> _Materials provided_:
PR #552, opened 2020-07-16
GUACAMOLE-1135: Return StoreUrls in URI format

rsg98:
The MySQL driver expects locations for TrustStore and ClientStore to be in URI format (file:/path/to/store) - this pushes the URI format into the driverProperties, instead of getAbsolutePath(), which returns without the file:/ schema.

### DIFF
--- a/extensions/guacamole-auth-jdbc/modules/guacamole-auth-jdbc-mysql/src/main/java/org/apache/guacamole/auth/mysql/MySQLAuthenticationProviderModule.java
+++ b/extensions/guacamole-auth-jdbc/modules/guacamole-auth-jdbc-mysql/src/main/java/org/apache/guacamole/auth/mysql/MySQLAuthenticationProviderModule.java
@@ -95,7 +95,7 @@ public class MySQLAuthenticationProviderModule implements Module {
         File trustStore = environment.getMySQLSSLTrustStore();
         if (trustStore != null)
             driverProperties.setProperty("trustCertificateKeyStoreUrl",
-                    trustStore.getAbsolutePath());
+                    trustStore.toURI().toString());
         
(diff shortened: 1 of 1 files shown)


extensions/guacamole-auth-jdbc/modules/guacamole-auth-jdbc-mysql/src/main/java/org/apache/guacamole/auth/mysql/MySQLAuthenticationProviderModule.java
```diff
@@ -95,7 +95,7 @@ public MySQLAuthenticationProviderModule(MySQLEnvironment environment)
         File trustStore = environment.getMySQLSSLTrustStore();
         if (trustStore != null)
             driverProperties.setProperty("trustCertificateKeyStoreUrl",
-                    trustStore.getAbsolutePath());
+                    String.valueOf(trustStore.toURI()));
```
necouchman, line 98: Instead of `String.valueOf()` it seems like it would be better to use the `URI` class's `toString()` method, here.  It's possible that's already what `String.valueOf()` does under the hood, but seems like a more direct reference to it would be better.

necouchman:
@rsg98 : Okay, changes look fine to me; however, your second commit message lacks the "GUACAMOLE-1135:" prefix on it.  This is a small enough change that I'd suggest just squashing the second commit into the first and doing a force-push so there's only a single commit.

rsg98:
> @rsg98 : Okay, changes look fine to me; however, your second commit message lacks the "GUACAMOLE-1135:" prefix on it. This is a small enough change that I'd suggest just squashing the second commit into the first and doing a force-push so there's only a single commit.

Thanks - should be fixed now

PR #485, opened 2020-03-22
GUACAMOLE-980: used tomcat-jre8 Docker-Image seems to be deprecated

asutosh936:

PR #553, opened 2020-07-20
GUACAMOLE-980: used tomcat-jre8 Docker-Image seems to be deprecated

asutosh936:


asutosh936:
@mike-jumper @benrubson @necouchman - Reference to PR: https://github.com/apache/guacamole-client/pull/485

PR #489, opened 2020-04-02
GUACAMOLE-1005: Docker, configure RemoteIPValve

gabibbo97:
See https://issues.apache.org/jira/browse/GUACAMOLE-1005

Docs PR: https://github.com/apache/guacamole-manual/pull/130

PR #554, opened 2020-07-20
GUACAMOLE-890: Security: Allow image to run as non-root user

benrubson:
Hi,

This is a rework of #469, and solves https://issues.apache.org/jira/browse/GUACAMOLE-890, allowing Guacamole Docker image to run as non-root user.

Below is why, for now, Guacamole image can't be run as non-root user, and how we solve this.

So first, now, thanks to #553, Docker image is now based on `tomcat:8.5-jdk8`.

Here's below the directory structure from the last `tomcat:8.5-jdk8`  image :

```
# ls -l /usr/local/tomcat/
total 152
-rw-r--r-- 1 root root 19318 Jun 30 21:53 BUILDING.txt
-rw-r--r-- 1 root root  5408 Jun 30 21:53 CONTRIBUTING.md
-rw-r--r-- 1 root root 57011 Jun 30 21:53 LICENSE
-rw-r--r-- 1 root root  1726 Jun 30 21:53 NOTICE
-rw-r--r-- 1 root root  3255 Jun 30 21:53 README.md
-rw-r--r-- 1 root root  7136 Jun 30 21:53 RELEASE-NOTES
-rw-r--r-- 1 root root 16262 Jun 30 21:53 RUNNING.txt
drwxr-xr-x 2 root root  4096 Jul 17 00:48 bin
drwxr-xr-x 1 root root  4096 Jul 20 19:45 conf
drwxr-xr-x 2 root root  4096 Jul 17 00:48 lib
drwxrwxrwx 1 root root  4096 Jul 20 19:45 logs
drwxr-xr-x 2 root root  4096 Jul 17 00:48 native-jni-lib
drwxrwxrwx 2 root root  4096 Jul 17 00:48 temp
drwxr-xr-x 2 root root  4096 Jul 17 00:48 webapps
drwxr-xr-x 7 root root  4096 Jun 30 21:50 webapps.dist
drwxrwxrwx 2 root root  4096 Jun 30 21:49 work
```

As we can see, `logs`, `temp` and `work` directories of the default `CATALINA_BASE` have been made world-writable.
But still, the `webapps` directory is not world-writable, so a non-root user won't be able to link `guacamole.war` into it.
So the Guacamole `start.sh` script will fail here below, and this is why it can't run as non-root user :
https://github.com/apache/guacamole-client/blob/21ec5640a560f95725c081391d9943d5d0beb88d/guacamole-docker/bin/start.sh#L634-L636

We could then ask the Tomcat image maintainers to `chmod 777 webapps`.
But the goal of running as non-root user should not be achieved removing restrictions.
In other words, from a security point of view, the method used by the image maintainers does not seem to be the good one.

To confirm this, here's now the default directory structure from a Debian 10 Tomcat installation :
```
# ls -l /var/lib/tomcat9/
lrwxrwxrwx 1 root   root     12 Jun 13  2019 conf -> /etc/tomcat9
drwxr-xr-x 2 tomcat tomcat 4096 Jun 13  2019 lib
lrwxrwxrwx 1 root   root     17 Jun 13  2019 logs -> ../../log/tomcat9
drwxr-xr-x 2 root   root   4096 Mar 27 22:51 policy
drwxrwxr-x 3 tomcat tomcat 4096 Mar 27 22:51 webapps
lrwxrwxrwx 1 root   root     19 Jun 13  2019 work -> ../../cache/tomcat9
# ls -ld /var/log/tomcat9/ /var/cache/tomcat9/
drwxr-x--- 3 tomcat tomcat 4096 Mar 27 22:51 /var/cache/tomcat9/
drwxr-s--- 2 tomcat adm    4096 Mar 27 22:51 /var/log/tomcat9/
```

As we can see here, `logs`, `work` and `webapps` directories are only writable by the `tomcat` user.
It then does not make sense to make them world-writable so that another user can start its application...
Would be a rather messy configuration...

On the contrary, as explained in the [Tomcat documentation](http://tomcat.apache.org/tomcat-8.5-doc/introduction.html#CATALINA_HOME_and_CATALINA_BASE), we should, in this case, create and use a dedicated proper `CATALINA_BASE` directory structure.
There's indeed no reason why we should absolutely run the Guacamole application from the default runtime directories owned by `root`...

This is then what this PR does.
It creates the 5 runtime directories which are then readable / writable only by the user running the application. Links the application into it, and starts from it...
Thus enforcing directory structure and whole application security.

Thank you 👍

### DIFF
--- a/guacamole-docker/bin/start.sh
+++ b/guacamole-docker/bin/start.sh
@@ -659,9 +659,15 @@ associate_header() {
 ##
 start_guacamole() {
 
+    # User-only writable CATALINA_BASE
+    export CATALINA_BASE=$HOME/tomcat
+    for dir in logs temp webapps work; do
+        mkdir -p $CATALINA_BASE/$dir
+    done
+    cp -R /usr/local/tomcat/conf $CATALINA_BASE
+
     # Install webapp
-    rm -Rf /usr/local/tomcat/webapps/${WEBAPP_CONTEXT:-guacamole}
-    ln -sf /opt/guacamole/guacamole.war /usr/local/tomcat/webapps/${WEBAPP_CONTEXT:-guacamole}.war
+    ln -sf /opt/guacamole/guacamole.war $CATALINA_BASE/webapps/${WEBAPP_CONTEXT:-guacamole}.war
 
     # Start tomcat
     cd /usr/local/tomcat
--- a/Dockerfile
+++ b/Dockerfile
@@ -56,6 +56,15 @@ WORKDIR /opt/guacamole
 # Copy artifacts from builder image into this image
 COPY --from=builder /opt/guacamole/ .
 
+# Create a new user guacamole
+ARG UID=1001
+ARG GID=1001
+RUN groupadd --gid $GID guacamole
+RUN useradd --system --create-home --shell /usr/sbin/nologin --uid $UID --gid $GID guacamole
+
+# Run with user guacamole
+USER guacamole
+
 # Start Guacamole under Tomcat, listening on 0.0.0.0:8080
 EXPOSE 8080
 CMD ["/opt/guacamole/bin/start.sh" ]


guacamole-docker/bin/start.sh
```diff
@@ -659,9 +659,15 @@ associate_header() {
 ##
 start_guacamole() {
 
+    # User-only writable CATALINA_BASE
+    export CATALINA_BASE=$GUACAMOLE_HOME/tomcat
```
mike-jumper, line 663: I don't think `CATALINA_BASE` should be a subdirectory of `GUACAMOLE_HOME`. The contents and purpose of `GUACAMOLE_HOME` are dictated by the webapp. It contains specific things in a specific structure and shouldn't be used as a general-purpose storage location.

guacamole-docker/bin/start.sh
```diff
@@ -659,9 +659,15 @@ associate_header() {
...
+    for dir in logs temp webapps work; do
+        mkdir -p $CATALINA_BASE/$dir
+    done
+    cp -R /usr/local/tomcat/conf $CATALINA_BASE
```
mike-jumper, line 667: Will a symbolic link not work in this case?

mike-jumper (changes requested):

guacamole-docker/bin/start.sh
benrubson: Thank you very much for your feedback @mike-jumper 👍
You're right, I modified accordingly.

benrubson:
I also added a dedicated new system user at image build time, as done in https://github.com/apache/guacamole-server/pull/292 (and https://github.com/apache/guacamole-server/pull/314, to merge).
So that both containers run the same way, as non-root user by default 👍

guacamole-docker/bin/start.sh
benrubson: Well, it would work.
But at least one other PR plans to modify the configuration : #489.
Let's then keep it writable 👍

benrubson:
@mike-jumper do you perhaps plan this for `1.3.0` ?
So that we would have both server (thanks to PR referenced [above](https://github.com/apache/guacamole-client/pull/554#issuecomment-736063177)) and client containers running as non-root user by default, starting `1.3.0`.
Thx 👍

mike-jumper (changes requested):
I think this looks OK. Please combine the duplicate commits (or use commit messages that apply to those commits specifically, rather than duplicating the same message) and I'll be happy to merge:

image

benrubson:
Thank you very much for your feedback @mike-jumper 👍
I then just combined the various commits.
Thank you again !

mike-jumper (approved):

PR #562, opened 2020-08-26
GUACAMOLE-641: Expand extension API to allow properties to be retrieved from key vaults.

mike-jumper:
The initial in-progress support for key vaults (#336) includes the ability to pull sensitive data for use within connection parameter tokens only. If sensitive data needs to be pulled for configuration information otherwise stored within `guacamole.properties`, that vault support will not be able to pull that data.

> _To do_: From the data above, copy out every line with the string "lrwxrwxrwx" in it.

> _Expected answer_:
lrwxrwxrwx 1 root   root     12 Jun 13  2019 conf -> /etc/tomcat9
lrwxrwxrwx 1 root   root     17 Jun 13  2019 logs -> ../../log/tomcat9
lrwxrwxrwx 1 root   root     19 Jun 13  2019 work -> ../../cache/tomcat9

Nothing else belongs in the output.